= Work to complete =
Could you repeat word for word only the lines from the one containing "Should be all, at least to GitHub search." to the last line of the data below?
^^^^^^^^^^^^^^^^
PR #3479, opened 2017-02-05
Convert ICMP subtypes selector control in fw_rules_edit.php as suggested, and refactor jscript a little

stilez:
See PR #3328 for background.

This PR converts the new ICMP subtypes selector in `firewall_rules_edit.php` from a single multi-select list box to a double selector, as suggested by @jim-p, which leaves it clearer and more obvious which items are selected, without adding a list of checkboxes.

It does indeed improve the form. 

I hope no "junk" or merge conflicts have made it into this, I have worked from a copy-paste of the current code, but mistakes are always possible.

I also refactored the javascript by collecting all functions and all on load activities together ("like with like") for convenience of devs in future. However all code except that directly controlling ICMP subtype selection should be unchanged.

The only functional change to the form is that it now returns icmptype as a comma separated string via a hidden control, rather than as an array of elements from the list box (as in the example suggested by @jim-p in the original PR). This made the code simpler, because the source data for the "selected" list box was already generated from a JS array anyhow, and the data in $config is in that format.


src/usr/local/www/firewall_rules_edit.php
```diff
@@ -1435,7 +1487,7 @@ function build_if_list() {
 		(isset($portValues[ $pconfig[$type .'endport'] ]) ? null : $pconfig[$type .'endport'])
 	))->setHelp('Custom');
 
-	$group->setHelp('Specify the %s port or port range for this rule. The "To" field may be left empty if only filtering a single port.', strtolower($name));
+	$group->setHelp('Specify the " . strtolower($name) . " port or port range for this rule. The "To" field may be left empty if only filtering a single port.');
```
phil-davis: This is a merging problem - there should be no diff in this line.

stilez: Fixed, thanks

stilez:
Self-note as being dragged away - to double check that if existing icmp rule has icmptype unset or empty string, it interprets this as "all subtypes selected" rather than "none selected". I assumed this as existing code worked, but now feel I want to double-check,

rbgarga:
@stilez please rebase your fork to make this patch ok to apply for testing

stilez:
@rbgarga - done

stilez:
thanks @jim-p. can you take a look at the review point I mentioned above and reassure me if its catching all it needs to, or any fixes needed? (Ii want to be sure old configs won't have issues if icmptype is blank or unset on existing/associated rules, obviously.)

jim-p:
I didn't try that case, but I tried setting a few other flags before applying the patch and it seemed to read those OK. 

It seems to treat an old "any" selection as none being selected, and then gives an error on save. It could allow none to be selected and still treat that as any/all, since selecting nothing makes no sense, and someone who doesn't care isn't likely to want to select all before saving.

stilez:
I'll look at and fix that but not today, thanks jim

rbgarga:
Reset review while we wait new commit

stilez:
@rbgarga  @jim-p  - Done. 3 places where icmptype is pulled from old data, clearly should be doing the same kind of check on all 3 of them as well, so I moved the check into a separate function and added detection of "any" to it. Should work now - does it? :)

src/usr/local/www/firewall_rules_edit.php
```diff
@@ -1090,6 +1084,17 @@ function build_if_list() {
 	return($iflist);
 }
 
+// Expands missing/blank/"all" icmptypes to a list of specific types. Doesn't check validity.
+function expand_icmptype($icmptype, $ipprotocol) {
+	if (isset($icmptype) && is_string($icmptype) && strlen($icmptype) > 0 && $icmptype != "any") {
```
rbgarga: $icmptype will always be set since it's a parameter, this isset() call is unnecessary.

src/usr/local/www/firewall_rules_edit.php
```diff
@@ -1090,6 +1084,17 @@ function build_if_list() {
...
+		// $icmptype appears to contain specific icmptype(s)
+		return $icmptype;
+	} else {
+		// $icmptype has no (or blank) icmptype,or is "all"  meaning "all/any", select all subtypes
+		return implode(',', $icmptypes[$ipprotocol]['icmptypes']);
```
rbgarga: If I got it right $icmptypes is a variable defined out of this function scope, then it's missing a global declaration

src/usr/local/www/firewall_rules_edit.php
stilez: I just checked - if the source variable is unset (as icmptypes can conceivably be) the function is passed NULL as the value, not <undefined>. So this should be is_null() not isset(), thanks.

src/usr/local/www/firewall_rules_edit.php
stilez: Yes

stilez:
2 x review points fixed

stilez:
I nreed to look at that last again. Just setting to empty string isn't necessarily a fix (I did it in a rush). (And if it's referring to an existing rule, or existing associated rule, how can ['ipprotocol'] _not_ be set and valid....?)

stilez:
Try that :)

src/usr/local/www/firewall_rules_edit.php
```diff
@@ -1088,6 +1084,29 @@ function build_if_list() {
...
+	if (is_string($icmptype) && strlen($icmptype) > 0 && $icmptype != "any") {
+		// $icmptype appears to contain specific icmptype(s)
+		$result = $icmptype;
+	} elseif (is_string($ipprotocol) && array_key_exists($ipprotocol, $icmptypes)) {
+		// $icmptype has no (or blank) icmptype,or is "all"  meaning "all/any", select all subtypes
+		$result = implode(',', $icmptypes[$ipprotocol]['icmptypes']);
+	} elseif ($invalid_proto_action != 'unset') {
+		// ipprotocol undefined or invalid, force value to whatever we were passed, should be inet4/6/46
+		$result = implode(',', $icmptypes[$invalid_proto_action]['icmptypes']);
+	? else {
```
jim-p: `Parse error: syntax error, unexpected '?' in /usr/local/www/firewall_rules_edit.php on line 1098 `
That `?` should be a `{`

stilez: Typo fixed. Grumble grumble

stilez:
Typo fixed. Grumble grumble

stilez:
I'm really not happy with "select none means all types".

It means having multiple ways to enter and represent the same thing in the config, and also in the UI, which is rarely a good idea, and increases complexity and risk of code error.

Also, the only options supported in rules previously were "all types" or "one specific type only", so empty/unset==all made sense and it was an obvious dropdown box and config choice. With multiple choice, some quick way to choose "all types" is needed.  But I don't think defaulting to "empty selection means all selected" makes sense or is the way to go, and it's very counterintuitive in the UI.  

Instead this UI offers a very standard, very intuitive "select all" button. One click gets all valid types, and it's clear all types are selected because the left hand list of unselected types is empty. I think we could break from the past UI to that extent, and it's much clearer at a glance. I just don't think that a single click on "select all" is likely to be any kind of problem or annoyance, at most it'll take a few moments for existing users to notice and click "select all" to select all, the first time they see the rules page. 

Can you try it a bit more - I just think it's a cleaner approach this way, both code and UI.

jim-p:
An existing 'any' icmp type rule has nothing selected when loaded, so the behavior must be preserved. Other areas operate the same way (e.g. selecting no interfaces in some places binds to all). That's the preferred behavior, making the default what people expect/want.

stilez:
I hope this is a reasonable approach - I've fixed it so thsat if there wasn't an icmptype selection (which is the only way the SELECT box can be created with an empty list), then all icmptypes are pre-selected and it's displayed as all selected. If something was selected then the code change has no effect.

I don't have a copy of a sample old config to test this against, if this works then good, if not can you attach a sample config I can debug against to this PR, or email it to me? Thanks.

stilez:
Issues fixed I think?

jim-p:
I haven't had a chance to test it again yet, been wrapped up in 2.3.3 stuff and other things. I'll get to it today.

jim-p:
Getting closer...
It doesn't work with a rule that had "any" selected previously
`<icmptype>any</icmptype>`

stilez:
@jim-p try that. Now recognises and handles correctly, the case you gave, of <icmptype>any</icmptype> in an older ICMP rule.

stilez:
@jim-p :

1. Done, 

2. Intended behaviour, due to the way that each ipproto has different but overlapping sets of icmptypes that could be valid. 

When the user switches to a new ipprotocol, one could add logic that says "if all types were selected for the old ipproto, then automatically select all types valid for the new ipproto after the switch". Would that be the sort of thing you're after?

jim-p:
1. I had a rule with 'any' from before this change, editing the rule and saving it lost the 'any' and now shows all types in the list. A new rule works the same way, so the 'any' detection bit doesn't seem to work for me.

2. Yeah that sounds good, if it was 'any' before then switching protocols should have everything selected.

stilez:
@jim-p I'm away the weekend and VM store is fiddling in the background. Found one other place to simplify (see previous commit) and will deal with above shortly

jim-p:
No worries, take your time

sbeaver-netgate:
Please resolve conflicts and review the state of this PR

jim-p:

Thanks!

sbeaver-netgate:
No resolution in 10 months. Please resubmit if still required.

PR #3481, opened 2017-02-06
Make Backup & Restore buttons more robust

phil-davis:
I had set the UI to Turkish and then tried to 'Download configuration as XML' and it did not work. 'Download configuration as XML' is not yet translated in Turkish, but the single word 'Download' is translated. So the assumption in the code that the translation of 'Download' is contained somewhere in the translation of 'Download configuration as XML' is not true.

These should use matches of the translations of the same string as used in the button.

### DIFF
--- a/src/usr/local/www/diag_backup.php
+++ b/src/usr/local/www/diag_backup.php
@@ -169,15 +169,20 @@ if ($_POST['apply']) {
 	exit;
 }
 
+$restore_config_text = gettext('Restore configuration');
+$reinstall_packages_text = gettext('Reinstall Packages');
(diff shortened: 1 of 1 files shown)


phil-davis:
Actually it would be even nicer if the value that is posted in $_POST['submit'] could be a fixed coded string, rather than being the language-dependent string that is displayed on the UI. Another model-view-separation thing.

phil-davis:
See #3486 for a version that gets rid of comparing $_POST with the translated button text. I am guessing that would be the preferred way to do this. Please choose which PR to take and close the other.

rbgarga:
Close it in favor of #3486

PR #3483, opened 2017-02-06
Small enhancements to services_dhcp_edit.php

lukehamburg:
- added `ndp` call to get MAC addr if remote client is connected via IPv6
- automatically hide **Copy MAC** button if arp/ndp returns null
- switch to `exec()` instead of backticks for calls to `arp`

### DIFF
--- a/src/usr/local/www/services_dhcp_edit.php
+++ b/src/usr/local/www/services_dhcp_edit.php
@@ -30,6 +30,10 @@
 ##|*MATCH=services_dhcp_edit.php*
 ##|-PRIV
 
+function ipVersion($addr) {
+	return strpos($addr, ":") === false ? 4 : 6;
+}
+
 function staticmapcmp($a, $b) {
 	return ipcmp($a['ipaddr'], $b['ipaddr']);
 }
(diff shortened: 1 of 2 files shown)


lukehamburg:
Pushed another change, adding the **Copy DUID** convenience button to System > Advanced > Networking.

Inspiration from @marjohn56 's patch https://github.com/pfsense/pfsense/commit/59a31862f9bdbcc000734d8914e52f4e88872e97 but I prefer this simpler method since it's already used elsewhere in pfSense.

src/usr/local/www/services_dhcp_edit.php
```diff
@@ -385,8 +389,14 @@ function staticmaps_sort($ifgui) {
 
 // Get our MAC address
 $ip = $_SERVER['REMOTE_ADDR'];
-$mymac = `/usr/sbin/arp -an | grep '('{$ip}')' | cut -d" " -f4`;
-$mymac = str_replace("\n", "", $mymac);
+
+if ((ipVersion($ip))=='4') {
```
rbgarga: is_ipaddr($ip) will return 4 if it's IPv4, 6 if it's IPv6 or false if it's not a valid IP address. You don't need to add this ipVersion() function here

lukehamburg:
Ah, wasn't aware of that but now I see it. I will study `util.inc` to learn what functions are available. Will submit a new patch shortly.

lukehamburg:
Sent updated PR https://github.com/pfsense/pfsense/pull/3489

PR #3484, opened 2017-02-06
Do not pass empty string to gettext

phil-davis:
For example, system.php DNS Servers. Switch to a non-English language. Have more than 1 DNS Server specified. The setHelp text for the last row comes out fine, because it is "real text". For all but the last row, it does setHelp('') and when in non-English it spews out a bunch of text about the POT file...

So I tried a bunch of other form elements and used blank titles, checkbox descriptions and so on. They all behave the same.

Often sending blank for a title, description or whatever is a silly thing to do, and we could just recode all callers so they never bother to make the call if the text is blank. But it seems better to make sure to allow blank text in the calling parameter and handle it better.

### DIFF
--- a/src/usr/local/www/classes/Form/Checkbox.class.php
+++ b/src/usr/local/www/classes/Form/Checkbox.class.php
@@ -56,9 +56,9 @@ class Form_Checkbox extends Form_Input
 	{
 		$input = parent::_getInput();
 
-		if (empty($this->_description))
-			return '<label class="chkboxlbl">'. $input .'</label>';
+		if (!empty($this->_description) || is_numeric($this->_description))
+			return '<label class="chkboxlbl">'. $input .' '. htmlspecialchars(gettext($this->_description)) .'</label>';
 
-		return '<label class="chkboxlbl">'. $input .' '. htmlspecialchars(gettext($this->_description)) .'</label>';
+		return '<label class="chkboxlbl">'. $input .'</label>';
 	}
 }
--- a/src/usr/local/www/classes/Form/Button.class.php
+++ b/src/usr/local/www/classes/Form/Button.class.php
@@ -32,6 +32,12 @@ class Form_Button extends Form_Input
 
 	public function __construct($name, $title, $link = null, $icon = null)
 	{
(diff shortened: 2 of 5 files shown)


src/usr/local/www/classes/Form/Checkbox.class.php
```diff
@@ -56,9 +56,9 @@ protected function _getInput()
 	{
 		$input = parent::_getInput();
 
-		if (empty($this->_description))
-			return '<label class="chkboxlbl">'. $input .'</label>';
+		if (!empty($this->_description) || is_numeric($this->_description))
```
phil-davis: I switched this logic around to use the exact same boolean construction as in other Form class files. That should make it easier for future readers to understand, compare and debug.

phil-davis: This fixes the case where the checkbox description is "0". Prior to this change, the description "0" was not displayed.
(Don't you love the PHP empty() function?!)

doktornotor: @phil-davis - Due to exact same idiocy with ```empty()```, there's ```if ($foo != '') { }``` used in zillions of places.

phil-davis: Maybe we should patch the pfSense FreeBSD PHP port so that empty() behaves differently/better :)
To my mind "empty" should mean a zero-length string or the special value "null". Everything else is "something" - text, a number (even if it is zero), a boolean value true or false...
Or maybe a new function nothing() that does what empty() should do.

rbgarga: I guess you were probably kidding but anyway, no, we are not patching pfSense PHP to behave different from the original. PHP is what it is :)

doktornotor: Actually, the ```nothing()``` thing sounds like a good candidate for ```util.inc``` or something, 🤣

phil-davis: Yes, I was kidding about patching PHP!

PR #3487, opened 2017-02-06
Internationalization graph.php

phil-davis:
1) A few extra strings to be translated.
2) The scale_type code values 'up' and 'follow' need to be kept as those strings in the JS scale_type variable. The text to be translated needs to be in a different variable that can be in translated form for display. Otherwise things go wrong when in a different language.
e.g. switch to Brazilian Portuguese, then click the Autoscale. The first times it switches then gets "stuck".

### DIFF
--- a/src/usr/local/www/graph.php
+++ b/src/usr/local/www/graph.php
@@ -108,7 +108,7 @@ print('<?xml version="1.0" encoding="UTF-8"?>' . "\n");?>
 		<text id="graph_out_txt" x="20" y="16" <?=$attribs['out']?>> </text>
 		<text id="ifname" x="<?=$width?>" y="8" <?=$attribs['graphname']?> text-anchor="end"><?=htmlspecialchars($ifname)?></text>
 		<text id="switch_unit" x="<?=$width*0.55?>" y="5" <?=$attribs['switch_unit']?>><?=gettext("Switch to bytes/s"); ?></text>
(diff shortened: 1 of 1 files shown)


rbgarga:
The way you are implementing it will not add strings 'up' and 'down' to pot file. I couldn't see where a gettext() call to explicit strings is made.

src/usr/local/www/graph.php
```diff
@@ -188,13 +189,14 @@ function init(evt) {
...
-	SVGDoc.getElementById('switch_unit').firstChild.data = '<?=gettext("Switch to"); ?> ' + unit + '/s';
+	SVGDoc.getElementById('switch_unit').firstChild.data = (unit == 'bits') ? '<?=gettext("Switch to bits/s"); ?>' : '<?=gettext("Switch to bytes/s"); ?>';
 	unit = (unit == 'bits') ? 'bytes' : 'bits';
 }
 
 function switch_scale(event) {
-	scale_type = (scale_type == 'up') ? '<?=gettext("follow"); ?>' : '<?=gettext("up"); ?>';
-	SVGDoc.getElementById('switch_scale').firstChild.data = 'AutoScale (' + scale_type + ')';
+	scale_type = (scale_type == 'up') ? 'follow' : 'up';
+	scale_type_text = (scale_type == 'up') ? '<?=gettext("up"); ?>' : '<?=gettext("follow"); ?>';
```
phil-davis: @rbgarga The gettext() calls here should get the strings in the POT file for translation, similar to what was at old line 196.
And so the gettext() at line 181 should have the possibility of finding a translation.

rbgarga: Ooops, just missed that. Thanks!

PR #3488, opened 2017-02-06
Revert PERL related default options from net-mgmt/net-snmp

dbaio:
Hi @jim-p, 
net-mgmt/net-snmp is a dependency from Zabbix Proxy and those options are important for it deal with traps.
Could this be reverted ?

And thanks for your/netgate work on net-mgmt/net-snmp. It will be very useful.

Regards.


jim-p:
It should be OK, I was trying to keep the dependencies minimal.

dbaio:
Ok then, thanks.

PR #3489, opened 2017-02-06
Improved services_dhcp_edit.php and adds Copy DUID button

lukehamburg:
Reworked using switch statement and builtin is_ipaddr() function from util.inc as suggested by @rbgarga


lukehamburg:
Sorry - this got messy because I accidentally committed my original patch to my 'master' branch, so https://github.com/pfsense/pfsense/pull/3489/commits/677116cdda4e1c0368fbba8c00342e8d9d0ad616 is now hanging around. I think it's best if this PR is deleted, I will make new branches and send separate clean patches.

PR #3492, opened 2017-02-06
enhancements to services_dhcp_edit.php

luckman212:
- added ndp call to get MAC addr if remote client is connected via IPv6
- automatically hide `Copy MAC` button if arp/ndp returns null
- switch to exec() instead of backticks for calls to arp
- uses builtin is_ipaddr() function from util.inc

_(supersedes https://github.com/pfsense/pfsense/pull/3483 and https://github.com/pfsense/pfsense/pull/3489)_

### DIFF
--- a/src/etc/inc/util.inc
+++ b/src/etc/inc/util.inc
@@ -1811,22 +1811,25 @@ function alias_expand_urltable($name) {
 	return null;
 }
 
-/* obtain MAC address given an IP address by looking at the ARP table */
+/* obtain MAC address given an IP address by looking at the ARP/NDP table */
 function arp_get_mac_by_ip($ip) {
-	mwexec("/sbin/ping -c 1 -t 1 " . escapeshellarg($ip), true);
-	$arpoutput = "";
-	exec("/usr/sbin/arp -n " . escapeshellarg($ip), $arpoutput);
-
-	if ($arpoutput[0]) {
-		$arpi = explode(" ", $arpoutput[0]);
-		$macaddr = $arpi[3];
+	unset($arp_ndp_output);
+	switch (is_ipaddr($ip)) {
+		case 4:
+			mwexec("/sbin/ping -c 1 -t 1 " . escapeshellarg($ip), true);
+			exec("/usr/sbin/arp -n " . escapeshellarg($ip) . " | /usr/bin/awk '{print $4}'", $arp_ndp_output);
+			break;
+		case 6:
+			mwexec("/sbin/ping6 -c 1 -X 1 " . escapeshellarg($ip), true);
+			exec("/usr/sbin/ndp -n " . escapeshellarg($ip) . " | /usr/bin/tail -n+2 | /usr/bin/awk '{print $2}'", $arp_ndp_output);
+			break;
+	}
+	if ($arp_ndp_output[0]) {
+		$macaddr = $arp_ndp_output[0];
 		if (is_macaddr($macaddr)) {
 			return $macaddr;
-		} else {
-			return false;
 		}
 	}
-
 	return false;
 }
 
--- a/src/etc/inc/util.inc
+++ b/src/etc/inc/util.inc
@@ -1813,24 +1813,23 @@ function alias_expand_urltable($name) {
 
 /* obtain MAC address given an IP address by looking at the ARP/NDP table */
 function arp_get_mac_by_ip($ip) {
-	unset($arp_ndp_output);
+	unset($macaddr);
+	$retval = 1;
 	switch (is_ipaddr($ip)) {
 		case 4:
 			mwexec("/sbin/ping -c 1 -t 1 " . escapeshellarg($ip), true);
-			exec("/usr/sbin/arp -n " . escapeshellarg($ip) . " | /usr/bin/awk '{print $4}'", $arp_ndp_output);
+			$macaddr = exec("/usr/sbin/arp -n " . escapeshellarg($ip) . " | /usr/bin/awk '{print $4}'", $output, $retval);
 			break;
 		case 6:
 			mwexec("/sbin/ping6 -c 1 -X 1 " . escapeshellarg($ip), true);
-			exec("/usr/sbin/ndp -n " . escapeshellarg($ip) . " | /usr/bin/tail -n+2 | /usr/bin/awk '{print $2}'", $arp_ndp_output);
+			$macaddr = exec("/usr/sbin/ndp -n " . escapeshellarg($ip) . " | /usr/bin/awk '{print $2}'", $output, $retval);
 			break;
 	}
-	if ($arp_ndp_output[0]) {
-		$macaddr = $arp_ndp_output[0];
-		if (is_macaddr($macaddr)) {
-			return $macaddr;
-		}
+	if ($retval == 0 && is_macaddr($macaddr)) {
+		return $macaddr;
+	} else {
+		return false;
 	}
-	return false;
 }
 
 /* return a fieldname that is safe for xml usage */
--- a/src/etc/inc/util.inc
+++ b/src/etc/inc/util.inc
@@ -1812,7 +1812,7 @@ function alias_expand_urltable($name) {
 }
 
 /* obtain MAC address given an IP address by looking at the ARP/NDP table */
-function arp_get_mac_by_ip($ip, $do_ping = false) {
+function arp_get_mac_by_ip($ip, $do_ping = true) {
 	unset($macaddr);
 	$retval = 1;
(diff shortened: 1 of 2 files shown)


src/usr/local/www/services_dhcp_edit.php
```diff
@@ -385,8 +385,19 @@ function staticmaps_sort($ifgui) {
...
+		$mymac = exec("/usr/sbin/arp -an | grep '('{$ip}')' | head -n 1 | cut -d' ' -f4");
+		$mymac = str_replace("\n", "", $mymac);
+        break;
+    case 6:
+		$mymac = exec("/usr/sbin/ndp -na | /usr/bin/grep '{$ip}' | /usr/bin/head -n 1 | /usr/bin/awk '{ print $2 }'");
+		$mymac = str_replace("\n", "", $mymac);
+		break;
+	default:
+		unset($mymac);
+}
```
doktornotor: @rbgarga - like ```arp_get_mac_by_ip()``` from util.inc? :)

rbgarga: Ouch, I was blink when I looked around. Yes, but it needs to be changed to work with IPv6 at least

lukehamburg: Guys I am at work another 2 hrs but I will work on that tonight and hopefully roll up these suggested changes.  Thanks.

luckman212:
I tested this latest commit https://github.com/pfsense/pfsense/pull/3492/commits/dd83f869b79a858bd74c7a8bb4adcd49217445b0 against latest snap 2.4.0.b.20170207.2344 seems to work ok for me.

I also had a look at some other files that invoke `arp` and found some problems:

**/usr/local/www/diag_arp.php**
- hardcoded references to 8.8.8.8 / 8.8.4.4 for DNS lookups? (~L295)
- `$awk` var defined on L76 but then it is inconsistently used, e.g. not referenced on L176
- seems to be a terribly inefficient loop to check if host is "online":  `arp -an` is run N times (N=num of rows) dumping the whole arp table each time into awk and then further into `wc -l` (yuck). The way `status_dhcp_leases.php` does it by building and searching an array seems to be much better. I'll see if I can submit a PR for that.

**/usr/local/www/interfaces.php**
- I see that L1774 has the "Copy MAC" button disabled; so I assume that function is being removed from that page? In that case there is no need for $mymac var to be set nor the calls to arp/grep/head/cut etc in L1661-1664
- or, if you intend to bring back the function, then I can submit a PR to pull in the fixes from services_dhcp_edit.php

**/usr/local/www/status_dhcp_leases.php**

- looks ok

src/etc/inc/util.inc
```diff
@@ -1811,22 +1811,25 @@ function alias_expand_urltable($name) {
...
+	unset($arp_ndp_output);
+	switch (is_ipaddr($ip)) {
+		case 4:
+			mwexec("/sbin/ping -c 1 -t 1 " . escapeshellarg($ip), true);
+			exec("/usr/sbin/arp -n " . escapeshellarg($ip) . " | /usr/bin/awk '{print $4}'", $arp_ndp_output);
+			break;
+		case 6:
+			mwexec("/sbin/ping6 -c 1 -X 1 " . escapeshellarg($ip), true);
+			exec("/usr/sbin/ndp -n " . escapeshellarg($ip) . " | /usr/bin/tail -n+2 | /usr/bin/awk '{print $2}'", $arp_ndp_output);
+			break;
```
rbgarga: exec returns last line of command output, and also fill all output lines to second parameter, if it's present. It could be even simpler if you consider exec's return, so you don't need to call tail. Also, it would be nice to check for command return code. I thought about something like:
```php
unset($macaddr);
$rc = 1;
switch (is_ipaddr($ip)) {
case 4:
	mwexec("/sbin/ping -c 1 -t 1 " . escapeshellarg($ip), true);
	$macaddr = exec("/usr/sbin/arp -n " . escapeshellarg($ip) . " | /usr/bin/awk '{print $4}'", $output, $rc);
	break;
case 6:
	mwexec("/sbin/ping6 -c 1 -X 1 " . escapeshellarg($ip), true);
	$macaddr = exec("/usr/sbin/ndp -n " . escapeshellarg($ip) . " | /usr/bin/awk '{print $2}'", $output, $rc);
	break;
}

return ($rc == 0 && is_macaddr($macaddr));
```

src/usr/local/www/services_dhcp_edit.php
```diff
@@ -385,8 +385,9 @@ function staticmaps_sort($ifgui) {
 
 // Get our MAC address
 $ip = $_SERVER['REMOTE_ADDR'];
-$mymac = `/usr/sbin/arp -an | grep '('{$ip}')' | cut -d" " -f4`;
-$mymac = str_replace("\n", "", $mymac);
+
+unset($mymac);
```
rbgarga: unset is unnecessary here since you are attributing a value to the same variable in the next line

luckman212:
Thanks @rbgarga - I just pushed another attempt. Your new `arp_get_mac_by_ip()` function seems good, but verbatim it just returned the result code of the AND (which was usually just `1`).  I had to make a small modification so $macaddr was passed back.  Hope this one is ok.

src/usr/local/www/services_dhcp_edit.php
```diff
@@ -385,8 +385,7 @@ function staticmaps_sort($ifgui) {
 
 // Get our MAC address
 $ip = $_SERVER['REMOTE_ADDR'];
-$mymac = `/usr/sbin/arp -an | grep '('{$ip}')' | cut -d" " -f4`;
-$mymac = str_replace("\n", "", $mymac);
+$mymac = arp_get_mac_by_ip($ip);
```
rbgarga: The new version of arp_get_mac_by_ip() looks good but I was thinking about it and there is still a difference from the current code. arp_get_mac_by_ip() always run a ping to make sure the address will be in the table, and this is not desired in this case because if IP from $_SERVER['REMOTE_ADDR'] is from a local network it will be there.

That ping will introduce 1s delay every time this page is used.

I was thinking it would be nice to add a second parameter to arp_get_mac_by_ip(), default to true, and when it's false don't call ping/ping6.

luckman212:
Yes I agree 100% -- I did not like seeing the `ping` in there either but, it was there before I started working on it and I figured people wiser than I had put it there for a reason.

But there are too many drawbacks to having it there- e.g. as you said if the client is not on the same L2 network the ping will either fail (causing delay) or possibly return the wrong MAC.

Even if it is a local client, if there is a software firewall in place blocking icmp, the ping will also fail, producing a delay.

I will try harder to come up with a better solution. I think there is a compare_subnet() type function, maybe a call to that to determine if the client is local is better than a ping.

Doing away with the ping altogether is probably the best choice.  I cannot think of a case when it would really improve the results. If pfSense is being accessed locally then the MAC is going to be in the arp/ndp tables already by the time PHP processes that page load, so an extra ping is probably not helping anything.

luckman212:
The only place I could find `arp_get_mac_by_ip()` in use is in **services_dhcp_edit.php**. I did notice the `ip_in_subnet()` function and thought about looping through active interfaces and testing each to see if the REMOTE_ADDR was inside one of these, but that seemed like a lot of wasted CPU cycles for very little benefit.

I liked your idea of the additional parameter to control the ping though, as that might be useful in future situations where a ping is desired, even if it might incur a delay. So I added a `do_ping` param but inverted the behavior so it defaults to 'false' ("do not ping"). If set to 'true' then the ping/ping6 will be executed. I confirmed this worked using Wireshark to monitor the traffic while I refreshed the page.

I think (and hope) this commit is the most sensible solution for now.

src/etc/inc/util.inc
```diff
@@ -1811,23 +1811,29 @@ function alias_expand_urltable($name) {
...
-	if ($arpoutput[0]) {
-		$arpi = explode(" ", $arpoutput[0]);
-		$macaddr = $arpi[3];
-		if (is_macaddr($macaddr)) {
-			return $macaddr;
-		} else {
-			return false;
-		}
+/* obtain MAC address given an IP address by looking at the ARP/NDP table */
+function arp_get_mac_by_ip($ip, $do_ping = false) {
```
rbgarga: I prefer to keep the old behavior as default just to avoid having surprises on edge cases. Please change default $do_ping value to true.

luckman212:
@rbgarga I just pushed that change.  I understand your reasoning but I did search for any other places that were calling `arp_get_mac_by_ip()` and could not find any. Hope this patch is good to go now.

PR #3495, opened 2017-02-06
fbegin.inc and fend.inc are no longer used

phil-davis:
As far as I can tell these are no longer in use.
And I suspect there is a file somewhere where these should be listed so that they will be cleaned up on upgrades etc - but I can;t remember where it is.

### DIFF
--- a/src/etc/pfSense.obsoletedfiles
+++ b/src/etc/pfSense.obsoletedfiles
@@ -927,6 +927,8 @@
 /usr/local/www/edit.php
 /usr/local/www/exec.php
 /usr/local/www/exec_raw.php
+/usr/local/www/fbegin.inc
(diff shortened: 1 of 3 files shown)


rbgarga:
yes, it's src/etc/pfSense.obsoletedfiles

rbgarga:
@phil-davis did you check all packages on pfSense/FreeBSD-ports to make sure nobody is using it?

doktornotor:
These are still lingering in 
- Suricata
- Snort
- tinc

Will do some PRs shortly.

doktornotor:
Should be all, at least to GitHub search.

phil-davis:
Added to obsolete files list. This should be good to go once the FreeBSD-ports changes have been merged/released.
^^^^^^^^^^^^^^^^
= Answer to the problem =
Should be all, at least to GitHub search.

phil-davis:
Added to obsolete files list. This should be good to go once the FreeBSD-ports changes have been merged/released.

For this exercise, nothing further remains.